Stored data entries
______

Issue #119, opened 2020-09-16
Clarify copyright of some files


jpellegrini:
Hello @egallesio !

I was checking the licenses in order to put them in debian/copyright, and it isn't clear from some files what their licenses are.

Some of them seem to have an MIT-like license (like `process.c` for example). Is that correct, or should it be GPLv2 as most of STklos?

Anyway, these are the files:

```
src/base64.c: UNKNOWN
src/process.c: UNKNOWN
src/system.c: UNKNOWN


lib/bigloo-support.stk: UNKNOWN
lib/bigmatch.stk: UNKNOWN
lib/expand.pp: *No copyright* UNKNOWN
lib/expand.ss: UNKNOWN
lib/full-syntax.stk: UNKNOWN
lib/mbe.stk: *No copyright* UNKNOWN

lib/srfi-1.stk: UNKNOWN                              (SRFI license; what about the adaptation?)
lib/srfi-100.stk: UNKNOWN
lib/srfi-2.stk: *No copyright* UNKNOWN
lib/srfi-45.stk: UNKNOWN
lib/srfi-59.stk: *No copyright* UNKNOWN
lib/srfi-74.stk: Expat License
lib/srfi-89.stk: UNKNOWN
lib/srfi-9.stk: UNKNOWN

pkgman/lang-bigloo.l: *No copyright* UNKNOWN
pkgman/lang-chicken.l: *No copyright* UNKNOWN
pkgman/lang-mzscheme.l: *No copyright* UNKNOWN

etc/stk-dynload.c: UNKNOWN
```

What about the Makefiles? Can I state they all have the same license as the code?

egallesio:
Hi, 
For most of the files I'm the only author, so it is simple (files with MIT licences are files that comes from STk, since it was the licence it used). For some file it will be a little bit more difficult, but all the files used in STklos have a license which is compatible with GPL2 (as far as I understand licences terms subtleties).  

I clarify things in the files themselves before answering more precisely to this issue. 
Debian tools seems to be terrific for tracking all the  corners of a package. I'm impressed. 
Thanks for signalling those points and for your help with the Debian packaging.

egallesio:
Hi I have pushed some commits to clarify the copyrights.
What we have:
Deleted files

 - etc/stk-dynload.c: UNKNOWN ==> deleted. This file was useless.
 - lib/srfi-45.stk: UNKNOWN ==> the file has been deleted and this SRFI is now embedded. 

[...]

Issue #118, opened 2020-09-16
What is the license of the documentation?


jpellegrini:
Hello!
What is the license of STklos' documentation? (the autogenerated docs, the manpages, README, etc)
The Debian packaging team wants to know. :)

egallesio:
Hi!

That is an excellent question. For the parts I wrote I don't really care (GFGL?) but large parts of it come from R5RS or R7RS, where the copyright is not really clear....

jpellegrini:
Hi @egallesio -- did you mean GFDL? Would that be 1.3 "or later"?
I'll check the RnRS license status. I am sure this have been sorted out before, because other Schemes have been packaged for Debian, and I think lots of them do include parts of RnRS.

egallesio:
Yep GFDL (or any other license). 
If GFDL,  don't know the diffrence between versions.

lassik:
> I'll check the RnRS license status. I am sure this have been sorted out before, because other Schemes have been packaged for Debian, and I think lots of them do include parts of RnRS.

From [the R5RS PDF](https://www.schemers.org/Documents/Standards/R5RS/r5rs.pdf):

> We intend this report to belong to the entire Scheme community, and so we grant permission to copy it in whole or in part without fee. In particular, we encourage implementors of Scheme to use this report as a starting point for manuals and other documentation, modifying it as necessary.

lassik:
Not sure if there is a more formal license somewhere. The TeX files are collected here: https://github.com/schemedoc/rnrs-metadata There may be other files in the original tar archives that contain those TeX files that are not included in that repo.

jpellegrini:
Hi @lassik . Do you think the statement (we grant permission to copy it in whole or in part without fee) is clear enough? Can it be relicensed under a different license? And if, for example, the STklos manual mixes R5RS with @egallesio 's own text, is it necessary to identify which part is taken from R5RS?

(The same applies to R7RS -- which has the same statement)

lassik:
We'd best ask @weinholt about that. I'm not well versed in the details of copyright law or Debian policy.

weinholt:
Whenever this comes up on a Scheme list the answer is something to the effect that you just need to read the paragraph, it says everything you need to know:

> We intend this report to belong to the entire Scheme community, and so we grant permission to copy it in whole or in part without fee. In particular, we encourage implementors of Scheme to use this report as a starting point for manuals and other documentation, modifying it as necessary.

[...]

PR #124, opened 2020-09-18
Licensing overhaul

jpellegrini:
HI,

@egallesio since you mentioned in issue #118 that GFDL would be OK I added a copy of it.

I'm not sure if this is good, but since there is code licenses and documentation license, I modified COPYING to only mention authorship and license, referring to the license files from there. 
The diff shows a change in the GPL-2 file, but that is only because I put a standard copy of it, and git recorded it as a modification to COPYING.

I'm not sure you agree -- this is really only a proposal!

(Identifying the licenses of some files, as mentioned in issue #119 would still be pending, but this PR would perhaps be good anyway?)

The changes:

* Only mention copyright in COPYING, referring to the license files
  from there. Also mention that some files have different license and
  authors.

* ADD GPL-2 and GFDL-1.3.

* Mention copyright in README.md.

### DIFF
--- a/COPYING
+++ b/COPYING
@@ -1,1 +1,7 @@
-LICENSE
+
+STklos: Copyright (C) 1993-2020 Erick Gallesio. Most STklos source files are distributed under the GNU General Public License version 2 or any later version (SPDX GPL-2.0-or-later); some are distributed under different licenses and have been adapted from works by other authors -- please see each file for its specific license.
+
+STklos documentation: Copyright (C) 1993-2020 Erick Gallesio. The documentation is distributed under the GNU Free Documentation License version 1.3 or any later version (SPDX GFDL-1.3-or-later).
+
+HACKING amd vm.md: Copyright (C) 2020 Jerônimo Pellegrini. These documents are distributed under the GNU Free Documentation License version 1.3 or any later version (SPDX GFDL-1.3-or-later).
+
--- a/GFDL-1.3
+++ b/GFDL-1.3
@@ -1,0 +1,451 @@
+
+                GNU Free Documentation License
+                 Version 1.3, 3 November 2008
+
+
+ Copyright (C) 2000, 2001, 2002, 2007, 2008 Free Software Foundation, Inc.
+     <http://fsf.org/>
+ Everyone is permitted to copy and distribute verbatim copies
+ of this license document, but changing it is not allowed.
+
+0. PREAMBLE
+
+The purpose of this License is to make a manual, textbook, or other
+functional and useful document "free" in the sense of freedom: to
+assure everyone the effective freedom to copy and redistribute it,
+with or without modifying it, either commercially or noncommercially.
+Secondarily, this License preserves for the author and publisher a way
+to get credit for their work, while not being considered responsible
+for modifications made by others.
+
+This License is a kind of "copyleft", which means that derivative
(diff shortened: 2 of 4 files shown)


lassik:
The https://reuse.software/spec/ specification recommends a `LICENSES/` directory in the repo, with the license files named like:

* `LICENSES/GPL-2.0-or-later.txt`
* `LICENSES/GFDL-1.3-or-later.txt`

@weinholt is using this layout in the Scheme package manager [Akku](https://gitlab.com/akkuscm/akku). Do Debian tools support this?

weinholt:
@lassik Are you asking me? I don't know what such support would look like, but maybe one of the tools at <https://wiki.debian.org/CopyrightReviewTools> does something special with it. We usually try to figure out upstream's licenses ourselves, which is always a manual job (though possibly supported by tools). Sometimes it can be like detective work, but upstream is rarely directly involved.

jpellegrini:
@egallesio is it OK for you to have a `LICENSES/` directory, as @lassik mentioned?

Anyway -- if a file was adapted, then it would be, for example, "orginally MIT with GPL modifications by Erick Gallesio", for example. It should *not* be considered as an MIT-licensed file, but rather GPL, as I understand. However, the text of the MIT license should stay there, because it *is* the original license, and was "sublicensed" as GPL. 
So I suppose it would be nice to have the text of all licenses in that directory, and have the top-level `COPYING` file explain that the whole thing was relicensed as GPL. Is this reasonable?

egallesio:
> @egallesio is it OK for you to have a LICENSES/ directory, as @lassik mentioned?

Yes, this is the best way to avoid cluttering the main directory. 

> So I suppose it would be nice to have the text of all licenses in that directory, and have the top-level COPYING file explain that the whole thing was relicensed as GPL. Is this reasonable?

I'm not a lawyer, but it seems OK for me.

lassik:
[SPDX](https://spdx.dev) is an organization that is trying to standardize how license information is marked in open source projects, and their conventions are now being used by the Linux kernel et.al. The information is marked in a source code comment at the top of each file. [Here is the explanation from Linux](https://github.com/torvalds/linux/blob/8c79f4cd441b27df6cadd11b70a50e06b3b3a2bf/Documentation/process/license-rules.rst#license-identifier-syntax). What do you think about using these `SPDX-License-Identifier:` comments in the STklos source?

lassik:
The more complex comments would look something like this: `/* SPDX-License-Identifier: MIT AND GPL-2.0-or-later */`

Each well-known license is referred to using a standard identifier; [here is the list of them all](https://spdx.org/licenses/).

lassik:
Some projects are developing tools to auto-extract these comments to figure out the license of a project, including the above REUSE initiative.

jpellegrini:
@egallesio -- I remember some of my adaptations of SRFIs were released under GPLv3-or-later. Now I realize one thing: if I understand correctly, that means any redistribution of STklos with them would also need to be GPLv3-or-later, so if you want, I may change those to GPLv2-or-later (the same as STklos currently).
Or if you want to change the whole code base to GPLv3-or-later, I'll be happy too :)  -- it's your choice of course!

jpellegrini:
Also -- @egallesio -- what do you think of @lassik 's idea? Can we add SPDX headers to the source files? I can make a PR if it's OK with you.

______

— The problem —
Lines from the one containing "LICENSES/ directory, as @lassik mentioned?" through the final line of the entries above are to be output exactly; omit all others.

— Solution to the exercise —
> @egallesio is it OK for you to have a LICENSES/ directory, as @lassik mentioned?

Yes, this is the best way to avoid cluttering the main directory. 

> So I suppose it would be nice to have the text of all licenses in that directory, and have the top-level COPYING file explain that the whole thing was relicensed as GPL. Is this reasonable?

I'm not a lawyer, but it seems OK for me.

lassik:
[SPDX](https://spdx.dev) is an organization that is trying to standardize how license information is marked in open source projects, and their conventions are now being used by the Linux kernel et.al. The information is marked in a source code comment at the top of each file. [Here is the explanation from Linux](https://github.com/torvalds/linux/blob/8c79f4cd441b27df6cadd11b70a50e06b3b3a2bf/Documentation/process/license-rules.rst#license-identifier-syntax). What do you think about using these `SPDX-License-Identifier:` comments in the STklos source?

lassik:
The more complex comments would look something like this: `/* SPDX-License-Identifier: MIT AND GPL-2.0-or-later */`

Each well-known license is referred to using a standard identifier; [here is the list of them all](https://spdx.org/licenses/).

lassik:
Some projects are developing tools to auto-extract these comments to figure out the license of a project, including the above REUSE initiative.

jpellegrini:
@egallesio -- I remember some of my adaptations of SRFIs were released under GPLv3-or-later. Now I realize one thing: if I understand correctly, that means any redistribution of STklos with them would also need to be GPLv3-or-later, so if you want, I may change those to GPLv2-or-later (the same as STklos currently).
Or if you want to change the whole code base to GPLv3-or-later, I'll be happy too :)  -- it's your choice of course!

jpellegrini:
Also -- @egallesio -- what do you think of @lassik 's idea? Can we add SPDX headers to the source files? I can make a PR if it's OK with you.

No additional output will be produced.